- **Dataset excerpts**

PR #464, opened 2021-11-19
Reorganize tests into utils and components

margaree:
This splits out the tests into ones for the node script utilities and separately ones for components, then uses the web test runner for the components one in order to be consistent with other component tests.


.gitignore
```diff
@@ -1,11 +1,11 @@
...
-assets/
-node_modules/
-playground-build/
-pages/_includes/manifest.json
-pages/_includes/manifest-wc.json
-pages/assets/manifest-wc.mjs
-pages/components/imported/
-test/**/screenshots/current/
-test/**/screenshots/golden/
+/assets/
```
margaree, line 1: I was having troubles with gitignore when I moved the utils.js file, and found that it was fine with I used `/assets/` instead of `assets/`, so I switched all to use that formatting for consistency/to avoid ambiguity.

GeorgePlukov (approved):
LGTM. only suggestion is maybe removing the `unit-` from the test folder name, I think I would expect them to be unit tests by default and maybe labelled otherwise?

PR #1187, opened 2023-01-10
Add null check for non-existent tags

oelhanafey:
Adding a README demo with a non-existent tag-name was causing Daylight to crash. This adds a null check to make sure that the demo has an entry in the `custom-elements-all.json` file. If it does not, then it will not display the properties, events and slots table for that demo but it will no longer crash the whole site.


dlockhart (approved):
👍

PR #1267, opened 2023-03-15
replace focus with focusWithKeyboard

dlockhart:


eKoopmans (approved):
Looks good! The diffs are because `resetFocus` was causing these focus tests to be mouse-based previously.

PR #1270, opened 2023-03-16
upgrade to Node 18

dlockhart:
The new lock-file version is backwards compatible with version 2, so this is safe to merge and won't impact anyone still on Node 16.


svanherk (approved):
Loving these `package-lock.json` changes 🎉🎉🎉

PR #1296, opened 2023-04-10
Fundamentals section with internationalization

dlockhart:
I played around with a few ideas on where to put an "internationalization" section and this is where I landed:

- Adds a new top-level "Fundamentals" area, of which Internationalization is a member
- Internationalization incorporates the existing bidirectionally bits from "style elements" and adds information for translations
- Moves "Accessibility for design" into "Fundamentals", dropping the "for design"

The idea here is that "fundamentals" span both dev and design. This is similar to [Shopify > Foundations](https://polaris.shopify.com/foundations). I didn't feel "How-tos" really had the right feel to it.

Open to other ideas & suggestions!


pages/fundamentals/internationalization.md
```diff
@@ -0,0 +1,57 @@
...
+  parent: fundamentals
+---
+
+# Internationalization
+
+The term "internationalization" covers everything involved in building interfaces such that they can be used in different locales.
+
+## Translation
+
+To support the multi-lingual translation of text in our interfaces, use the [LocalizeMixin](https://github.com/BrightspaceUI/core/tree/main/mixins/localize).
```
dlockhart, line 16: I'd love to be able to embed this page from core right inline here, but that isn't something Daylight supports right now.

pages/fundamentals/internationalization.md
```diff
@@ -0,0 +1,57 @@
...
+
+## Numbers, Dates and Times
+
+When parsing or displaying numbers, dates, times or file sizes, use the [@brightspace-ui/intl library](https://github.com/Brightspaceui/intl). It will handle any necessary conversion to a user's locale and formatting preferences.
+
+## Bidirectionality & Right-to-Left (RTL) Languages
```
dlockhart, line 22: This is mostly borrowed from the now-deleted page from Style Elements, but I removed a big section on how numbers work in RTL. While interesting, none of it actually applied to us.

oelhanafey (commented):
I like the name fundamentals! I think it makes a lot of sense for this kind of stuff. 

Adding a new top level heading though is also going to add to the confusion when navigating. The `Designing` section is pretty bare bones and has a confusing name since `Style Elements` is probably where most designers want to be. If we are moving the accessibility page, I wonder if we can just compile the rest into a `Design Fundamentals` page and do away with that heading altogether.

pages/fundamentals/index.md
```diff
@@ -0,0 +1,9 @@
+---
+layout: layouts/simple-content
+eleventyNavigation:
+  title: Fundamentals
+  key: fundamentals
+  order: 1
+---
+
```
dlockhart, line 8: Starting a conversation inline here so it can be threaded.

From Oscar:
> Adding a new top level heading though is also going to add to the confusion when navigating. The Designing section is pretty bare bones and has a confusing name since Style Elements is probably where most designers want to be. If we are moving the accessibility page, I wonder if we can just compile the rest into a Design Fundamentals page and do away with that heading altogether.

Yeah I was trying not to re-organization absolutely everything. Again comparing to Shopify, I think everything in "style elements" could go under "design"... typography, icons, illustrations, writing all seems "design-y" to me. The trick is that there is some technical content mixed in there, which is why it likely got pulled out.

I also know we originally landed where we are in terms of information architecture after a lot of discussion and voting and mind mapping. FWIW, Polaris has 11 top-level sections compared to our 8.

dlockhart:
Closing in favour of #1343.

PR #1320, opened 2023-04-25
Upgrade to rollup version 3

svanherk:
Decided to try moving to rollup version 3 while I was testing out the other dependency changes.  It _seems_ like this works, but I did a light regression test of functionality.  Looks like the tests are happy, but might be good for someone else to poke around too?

- **Exercise**
Take every line from the records that holds "screenshots" and copy it down.

- **Solution for this exercise**
-test/**/screenshots/current/
-test/**/screenshots/golden/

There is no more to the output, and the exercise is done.